Show, from the entries below, every line in which "being" appears.

%%

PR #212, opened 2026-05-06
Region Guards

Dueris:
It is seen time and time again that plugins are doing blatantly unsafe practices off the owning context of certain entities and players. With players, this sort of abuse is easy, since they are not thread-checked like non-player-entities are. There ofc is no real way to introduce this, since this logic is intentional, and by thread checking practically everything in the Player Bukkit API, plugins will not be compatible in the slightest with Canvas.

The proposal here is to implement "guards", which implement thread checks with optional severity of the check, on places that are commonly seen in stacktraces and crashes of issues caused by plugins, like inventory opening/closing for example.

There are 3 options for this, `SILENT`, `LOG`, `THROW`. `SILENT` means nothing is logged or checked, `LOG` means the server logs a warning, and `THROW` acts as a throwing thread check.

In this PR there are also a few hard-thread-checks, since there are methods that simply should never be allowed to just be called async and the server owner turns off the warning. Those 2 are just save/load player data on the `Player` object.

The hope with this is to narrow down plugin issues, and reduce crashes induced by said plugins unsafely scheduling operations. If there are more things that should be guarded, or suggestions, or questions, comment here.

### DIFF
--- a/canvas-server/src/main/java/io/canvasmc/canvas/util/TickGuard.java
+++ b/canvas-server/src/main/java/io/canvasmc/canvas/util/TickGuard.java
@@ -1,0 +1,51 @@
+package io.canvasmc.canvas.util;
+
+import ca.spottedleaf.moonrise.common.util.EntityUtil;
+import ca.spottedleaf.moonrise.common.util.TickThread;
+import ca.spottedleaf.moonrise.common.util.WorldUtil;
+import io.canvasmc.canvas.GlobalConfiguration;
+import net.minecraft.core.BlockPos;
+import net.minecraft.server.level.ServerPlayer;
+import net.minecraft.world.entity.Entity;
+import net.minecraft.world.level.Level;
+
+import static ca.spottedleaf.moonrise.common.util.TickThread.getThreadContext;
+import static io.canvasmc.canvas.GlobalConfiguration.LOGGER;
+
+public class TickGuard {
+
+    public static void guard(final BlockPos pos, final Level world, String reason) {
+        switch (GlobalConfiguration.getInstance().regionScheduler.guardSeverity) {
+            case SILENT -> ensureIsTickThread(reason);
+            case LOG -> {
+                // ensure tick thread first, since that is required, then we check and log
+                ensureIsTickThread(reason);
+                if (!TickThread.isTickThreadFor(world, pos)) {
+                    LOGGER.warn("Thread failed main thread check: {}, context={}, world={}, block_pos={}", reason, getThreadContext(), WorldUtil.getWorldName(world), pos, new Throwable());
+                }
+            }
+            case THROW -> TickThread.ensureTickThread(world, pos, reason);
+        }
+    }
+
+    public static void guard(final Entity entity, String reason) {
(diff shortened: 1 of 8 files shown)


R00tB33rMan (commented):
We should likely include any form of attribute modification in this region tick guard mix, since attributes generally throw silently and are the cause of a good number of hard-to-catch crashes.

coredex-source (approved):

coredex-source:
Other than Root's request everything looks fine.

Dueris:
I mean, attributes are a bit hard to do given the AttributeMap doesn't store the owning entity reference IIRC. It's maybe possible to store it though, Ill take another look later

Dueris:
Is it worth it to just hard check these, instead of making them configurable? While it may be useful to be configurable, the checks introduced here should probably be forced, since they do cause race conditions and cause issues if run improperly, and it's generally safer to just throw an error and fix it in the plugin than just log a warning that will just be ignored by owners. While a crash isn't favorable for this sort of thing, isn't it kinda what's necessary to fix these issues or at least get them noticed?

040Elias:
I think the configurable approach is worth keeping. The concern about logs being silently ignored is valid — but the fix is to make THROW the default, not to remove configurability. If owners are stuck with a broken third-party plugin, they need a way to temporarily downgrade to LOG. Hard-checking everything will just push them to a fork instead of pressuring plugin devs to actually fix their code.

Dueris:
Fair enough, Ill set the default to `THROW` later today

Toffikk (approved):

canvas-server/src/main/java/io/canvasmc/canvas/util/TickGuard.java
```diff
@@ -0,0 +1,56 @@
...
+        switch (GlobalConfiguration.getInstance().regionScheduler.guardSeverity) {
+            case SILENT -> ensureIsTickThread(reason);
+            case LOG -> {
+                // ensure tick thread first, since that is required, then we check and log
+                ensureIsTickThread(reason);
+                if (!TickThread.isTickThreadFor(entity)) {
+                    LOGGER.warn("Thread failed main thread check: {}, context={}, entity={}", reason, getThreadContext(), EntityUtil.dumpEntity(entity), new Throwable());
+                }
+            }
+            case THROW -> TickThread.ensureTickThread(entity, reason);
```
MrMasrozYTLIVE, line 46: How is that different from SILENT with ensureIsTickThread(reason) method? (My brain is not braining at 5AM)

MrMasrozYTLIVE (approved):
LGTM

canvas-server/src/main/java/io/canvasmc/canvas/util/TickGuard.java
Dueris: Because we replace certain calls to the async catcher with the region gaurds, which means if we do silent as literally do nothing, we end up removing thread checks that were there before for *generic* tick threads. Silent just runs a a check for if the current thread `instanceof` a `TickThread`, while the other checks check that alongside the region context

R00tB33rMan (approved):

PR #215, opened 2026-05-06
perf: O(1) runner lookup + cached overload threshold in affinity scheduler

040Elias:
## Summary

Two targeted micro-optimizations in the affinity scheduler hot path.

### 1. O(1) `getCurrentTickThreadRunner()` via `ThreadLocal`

%%
%%

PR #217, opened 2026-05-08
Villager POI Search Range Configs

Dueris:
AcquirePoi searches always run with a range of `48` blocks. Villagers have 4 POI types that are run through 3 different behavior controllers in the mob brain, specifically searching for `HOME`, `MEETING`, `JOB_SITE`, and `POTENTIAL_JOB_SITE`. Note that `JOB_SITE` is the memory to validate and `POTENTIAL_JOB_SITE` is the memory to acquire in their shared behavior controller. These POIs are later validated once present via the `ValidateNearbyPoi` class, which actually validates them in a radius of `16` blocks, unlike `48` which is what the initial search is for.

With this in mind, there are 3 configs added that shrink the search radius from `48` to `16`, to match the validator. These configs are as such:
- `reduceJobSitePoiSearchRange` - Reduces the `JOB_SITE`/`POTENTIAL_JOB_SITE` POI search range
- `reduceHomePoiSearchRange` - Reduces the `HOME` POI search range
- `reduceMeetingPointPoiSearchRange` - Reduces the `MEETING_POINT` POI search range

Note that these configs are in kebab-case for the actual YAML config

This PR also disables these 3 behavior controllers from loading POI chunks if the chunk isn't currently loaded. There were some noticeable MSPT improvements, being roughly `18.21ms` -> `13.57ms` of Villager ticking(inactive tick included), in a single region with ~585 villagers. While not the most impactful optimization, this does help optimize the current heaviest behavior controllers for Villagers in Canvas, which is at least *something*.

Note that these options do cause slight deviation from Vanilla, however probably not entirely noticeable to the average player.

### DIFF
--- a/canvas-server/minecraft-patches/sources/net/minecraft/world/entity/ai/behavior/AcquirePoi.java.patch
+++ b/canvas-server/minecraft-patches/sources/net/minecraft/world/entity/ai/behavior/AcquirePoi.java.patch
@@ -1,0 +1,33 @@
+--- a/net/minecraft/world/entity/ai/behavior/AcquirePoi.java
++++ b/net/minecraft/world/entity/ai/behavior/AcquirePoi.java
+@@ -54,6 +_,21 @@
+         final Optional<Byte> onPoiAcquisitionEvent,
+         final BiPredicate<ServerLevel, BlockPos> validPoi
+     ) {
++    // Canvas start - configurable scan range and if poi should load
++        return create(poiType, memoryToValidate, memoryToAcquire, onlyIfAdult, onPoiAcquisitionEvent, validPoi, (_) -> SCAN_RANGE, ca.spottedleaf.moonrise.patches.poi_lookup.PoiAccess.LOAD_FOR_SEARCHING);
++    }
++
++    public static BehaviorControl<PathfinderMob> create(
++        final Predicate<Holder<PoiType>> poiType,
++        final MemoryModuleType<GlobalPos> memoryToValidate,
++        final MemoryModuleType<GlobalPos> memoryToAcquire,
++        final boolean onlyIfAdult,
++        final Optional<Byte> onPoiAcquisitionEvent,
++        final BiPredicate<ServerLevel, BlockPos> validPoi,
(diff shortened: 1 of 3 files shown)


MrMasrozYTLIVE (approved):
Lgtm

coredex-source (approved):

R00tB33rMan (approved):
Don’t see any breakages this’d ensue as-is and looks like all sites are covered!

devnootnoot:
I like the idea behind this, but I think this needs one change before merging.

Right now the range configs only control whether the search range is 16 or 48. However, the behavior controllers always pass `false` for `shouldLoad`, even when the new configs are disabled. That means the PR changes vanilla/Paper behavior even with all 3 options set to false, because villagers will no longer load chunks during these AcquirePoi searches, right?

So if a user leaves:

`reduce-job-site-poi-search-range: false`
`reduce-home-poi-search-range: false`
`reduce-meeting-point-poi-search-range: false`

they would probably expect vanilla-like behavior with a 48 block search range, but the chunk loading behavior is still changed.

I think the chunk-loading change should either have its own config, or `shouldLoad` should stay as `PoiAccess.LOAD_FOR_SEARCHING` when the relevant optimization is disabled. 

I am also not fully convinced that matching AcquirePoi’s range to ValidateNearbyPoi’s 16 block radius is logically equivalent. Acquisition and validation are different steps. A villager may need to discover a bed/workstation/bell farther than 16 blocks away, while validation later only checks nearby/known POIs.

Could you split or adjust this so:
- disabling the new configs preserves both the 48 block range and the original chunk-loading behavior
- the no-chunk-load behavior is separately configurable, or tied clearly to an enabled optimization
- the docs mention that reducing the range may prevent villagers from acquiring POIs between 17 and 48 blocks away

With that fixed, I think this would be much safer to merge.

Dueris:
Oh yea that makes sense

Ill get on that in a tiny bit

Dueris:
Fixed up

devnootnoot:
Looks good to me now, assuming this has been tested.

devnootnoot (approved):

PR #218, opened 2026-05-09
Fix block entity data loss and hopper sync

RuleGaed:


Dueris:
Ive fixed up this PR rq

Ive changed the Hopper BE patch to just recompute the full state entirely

%%
%%

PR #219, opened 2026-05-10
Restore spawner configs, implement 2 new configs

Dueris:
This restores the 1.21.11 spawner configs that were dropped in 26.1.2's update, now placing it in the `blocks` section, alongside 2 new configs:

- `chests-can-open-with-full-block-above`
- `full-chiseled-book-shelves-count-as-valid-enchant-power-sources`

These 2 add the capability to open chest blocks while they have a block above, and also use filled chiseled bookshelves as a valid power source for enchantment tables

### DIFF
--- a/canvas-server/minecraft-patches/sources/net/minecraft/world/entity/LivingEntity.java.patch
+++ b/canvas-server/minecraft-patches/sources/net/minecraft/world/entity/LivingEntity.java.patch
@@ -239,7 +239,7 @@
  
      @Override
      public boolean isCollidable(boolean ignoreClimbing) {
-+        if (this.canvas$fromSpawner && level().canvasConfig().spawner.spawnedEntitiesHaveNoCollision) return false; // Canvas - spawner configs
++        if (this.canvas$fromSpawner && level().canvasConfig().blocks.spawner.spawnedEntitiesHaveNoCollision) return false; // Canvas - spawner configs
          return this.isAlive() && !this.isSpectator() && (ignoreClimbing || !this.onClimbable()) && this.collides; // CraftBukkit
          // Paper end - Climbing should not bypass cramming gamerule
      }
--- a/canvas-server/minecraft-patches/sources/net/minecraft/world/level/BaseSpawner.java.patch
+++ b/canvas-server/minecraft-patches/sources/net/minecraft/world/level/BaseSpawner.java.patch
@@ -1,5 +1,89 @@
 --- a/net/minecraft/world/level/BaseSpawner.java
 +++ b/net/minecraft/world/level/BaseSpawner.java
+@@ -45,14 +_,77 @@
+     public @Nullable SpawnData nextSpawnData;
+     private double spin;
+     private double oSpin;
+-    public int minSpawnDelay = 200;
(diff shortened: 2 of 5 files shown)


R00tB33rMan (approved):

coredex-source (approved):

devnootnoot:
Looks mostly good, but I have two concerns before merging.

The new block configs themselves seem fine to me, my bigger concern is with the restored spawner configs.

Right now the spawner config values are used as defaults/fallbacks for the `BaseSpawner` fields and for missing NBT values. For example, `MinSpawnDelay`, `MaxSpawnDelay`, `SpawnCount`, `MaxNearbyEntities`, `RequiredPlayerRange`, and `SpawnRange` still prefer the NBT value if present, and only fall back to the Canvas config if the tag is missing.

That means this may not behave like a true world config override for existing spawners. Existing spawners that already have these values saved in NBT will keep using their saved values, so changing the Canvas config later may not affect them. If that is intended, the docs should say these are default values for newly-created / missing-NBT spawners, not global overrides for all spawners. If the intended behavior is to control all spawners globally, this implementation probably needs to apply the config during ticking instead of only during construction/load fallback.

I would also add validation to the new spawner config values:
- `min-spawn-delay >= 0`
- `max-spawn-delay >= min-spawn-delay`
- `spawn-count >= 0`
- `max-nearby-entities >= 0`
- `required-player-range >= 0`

%%

▶ _EXPECTED ANSWER_:
I think the configurable approach is worth keeping. The concern about logs being silently ignored is valid — but the fix is to make THROW the default, not to remove configurability. If owners are stuck with a broken third-party plugin, they need a way to temporarily downgrade to LOG. Hard-checking everything will just push them to a fork instead of pressuring plugin devs to actually fix their code.
This PR also disables these 3 behavior controllers from loading POI chunks if the chunk isn't currently loaded. There were some noticeable MSPT improvements, being roughly `18.21ms` -> `13.57ms` of Villager ticking(inactive tick included), in a single region with ~585 villagers. While not the most impactful optimization, this does help optimize the current heaviest behavior controllers for Villagers in Canvas, which is at least *something*.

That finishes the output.